Philadelphia, like any big American city, has its problems, but if it isn’t as rich and glamorous as New York or Washington, it isn’t a basket-case like Detroit or Cleveland, either. Its municipal government is hilariously corrupt and impotent, but it is not entirely without effective civic institutions. For decades, the city’s population crashed even as the population of the five counties of southeastern Pennsylvania remained more or less stable: High taxes and terrible schools sent nearly a half million Philadelphians fleeing to the suburbs, but not much farther. The city’s population has been growing in recent years, but in the last census it still had fewer people than it did in 1990. Another Bissinger book, A Prayer for the City, tells the story of Ed Rendell’s efforts to reverse the city’s decline, efforts which were significantly if only partly successful. Even so, a visitor to the nation’s onetime capital could spend a fruitful week or two (yes, yes, the inevitable W. C. Fields joke) and see little if any of the blight, crime, and destitution associated in the popular mind with urban dysfunction.
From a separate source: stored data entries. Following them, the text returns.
PR #46, opened 2015-02-11
GUI Overhaul merge

Max98:
Let's hope that this can be merged. 
While syncing with the upstream, I had to fix few conflicts.

So this includes ONLY the GuiOverhaul and all it's new components like the new Console, Notification box, new dashboard, new ingame settings, etc..


Hiradur:
Did you fix the font problem on Linux?

Max98:
I can't debug the problem on Linux simply because I don't have experience with GCC. It would be great if you could.

only-a-ptr:
Excellent work, Max98!
I'll merge it as soon as I get home

Max98:
I think that we should merge it as soon as we fix the Linux problem. I'll try to compile on Linux and see what I can do.

Hiradur:
It crashes on startup, same as #10 you probably reverted the fix somehow and maybe others as well.
I don't think that gdb will be of much help to find the cause of the font problems. I probably won't be able to take an in-depth look before the weekend.

Max98:
@Hiradur https://github.com/RigsOfRods/rigs-of-rods/issues/10 Yup, looks like it so. I made it so that when you enter ingame, the GUI_Menu gets init'd and when you go back to the menu, it's destroyed. For some reasons, making it invisible doesn't work (It just don't want to go invisible)

Hiradur:
On shutdown I get this sometimes (random, for obvious reasons). I've never seen this with upstream:
```
RoR: ../nptl/pthread_mutex_lock.c:350: __pthread_mutex_lock_full: Assertion `(-(e)) != 3 || !robust' failed.
```

Hiradur:
Alright, I found the cause for the font problem. The properties are missing. With this MyGUI_FontsEnglish.xml it's working but needs fine tuning, characters are thin and hard to read (and I think it still looks different to Windows):
```
<?xml version="1.0" encoding="UTF-8"?>
<MyGUI type="Resource" version="1.1">
	<Resource type="ResourceTrueTypeFont" name="Default">
		<Property key="Source" value="DejaVuSans.ttf"/>
		<Property key="Size" value="12"/>
		<Property key="Resolution" value="50"/>
		<Property key="Antialias" value="true"/>
		<Property key="SpaceWidth" value="4"/>
		<Property key="TabWidth" value="8"/>
		<Property key="CursorWidth" value="2"/>
		<Property key="Distance" value="7"/>
		<Property key="OffsetHeight" value="0"/>
		<Codes>
			<Code range="33 126"/>
			<Code range="1025 1105"/>
			<Code range="8470"/>
			<Code hide="1026 1039"/>
			<Code hide="1104"/>
			<Property key="Resolution" value="50"/>
		</Codes>
	</Resource>
	<Resource type="ResourceTrueTypeFont" name="DefaultBig">
		<Property key="Source" value="DejaVuSans.ttf"/>
		<Property key="Size" value="15"/>
		<Property key="Resolution" value="50"/>
		<Property key="Antialias" value="true"/>
		<Property key="SpaceWidth" value="4"/>
		<Property key="TabWidth" value="8"/>
		<Property key="CursorWidth" value="2"/>
		<Property key="Distance" value="7"/>
		<Property key="OffsetHeight" value="0"/>
		<Codes>
			<Code range="33 126"/>
			<Code range="1025 1105"/>
			<Code range="8470"/>
			<Code hide="1026 1039"/>
			<Code hide="1104"/>
		</Codes>
	</Resource>
	<Resource type="ResourceTrueTypeFont" name="DefaultSmall">
		<Property key="Source" value="DejaVuSans.ttf"/>
		<Property key="Size" value="8"/>
		<Property key="Resolution" value="50"/>
		<Property key="Antialias" value="true"/>
		<Property key="SpaceWidth" value="4"/>
		<Property key="TabWidth" value="8"/>
		<Property key="CursorWidth" value="2"/>
		<Property key="Distance" value="7"/>
		<Property key="OffsetHeight" value="0"/>
		<Codes>
			<Code range="33 126"/>
			<Code range="1025 1105"/>
			<Code range="8470"/>
			<Code hide="128"/>
			<Code hide="1026 1039"/>
			<Code hide="1104"/>
		</Codes>
	</Resource>
</MyGUI>
```

Max98:
They got screw'd up on windows ;(
I'll take a look why tonight.

only-a-ptr:
@Hiradur: I'm also getting random crash on shutdown, caused by collecting joystick input from OIS. Seems like OIS is destroyed too early. However, the root problem is that shutdown code is still left in RoRFrameListener and called from various places.
I'm already tired of this system and the crashes it gives everybody, so here's what I'll do:
1. Create an abstract interface class for MainThread, containing RequestShutdown() function. This will also reduce compile-time dependencies.
2. I'll port all the shutdown code to MainThread.
3. I'll replace all calls to RoRFrameListener->*shutdown*(). 

However, to perform this refactor, I absolutely need Max98's changes already merged.

Hiradur:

As with New York City or Chicago, it’s there — but you have to go looking for it.
It is fitting that Philadelphia’s greatest sports icon isn’t an NFL or NBA star but the fictitious boxer Rocky Balboa. I recently watched Rocky with a friend who had never seen it, and who was surprised to find it a remarkably quiet film. It isn’t a big, exciting sports epic, at least until the last ten minutes. It’s a sad and quiet character study (written, remember, by Sylvester Stallone, an unknown at the time) about two lonely people both fearing that their best days are behind them (and weren’t so great in the first place), that they are getting over the hill without having really lived. In the end, Rocky loses the big fight — but he doesn’t get knocked out, either. He finishes the day bloodied and hurting but on his feet — a better metaphor for Philadelphia in 2018 than Stallone could have imagined in 1976.
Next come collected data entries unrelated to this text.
PR #59, opened 2015-02-15
Cleanup calc beam forces euler

Aperion:


Aperion:
Closed this since it had more reviion history than I intended

PR #62, opened 2015-02-15
Separate calcForcesEulerCompute into smaller functions

Aperion:
This separates calcForcesEulerCompute into seperate functions. I   used the BES_START/BES_STOP as guide for new  function sections.


Hiradur:
Love these cleanups but do the function calls decrease performance? Maybe they should be inlined.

The Super Bowl is something close to the opposite of that kind of show: too big and too loud for life-sized people, their quiet troubles and their loneliness. It belongs to that strange new world of inexplicable tribal enthusiasms tied up in public spectacles that would have made Commodus blush to consider them. Though the city will watch it, it is bigger than the city.
But the city endures. Rocky’s famous run around Philadelphia’s landmarks takes him from the elevated train tracks and their gritty industrial environs to the bustling Italian market, the lovely park alongside the river, through the shipyards and, finally and famously, up the steps of the art museum. (Tourists follow in his footsteps daily.) His run is mostly solitary, but not entirely: A well-wisher tosses him an orange. His people know who he is and what he is up to, even if they don’t quite believe it. He runs through City Hall, too, under the gaze of William Penn and various forgotten grandees. Maybe this wasn’t — isn’t — exactly what Penn and the rest of them had in mind, or Ben Franklin, either. But America never ceases surprising itself.
— Kevin D. Williamson is National Review’s roving correspondent.